Bitcoin recently fell below $60,000, causing significant investor losses and raising questions about its reliability as a hedge. Billionaire Mark Cuban revealed he sold most of his Bitcoin, expressing disappointment. Meanwhile, Hyperliquid (HYPE) performed differently, hitting an all-time high of $75.48 amidst the broader market downturn. The analysis concludes that neither cryptocurrency is a proven hedge, citing their high volatility compared to the established track record of gold.
The cryptocurrency sector has faced substantial losses over recent months. Bitcoin briefly fell below $60,000 last week, causing significant worry among investors.
Billionaire Mark Cuban recently revealed he has sold most of his Bitcoin holdings. Cuban stated he was disappointed in BTC’s inability to act as a hedge amid market instability.

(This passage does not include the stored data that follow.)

PR #1742, opened 2015-07-23
Rename execution variable to liveacton in action execution controller

lakshmi-kannan:
It was utterly confusing when I was reading the code to call liveaction as execution. So here's something.


manasdk:
+1

Kami:
Agreed.

I've fixed some in the past, but I believe there are some more places like that left.

PR #1744, opened 2015-07-23
Adding required description to ActionAlias example

jfryman:
Found while working today at a client site. Copy-paste of this block fails, because `description` is a required field.


manasdk:
+1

While Bitcoin faced a severe dip, Hyperliquid (HYPE) was hitting all-time highs. HYPE hit its most recent peak of $75.48 on June 2, 2026.
HYPE’s rally is likely due to its ETF launch in May and increased buy backs. This upswing presents a stark contrast to the larger crypto market’s performance.
However, analysis suggests HYPE is most likely not a good hedge. The same conclusion applies to Bitcoin and the larger crypto market, which is a high-risk sector.
Prices in cryptocurrency fluctuate on a scale not seen in other finance markets. They face high volatility during times of geopolitical tension and macroeconomic uncertainty.
The only hedge with a proven track record is gold. Gold’s position was proven again when it surged to record highs during market turmoil earlier this year.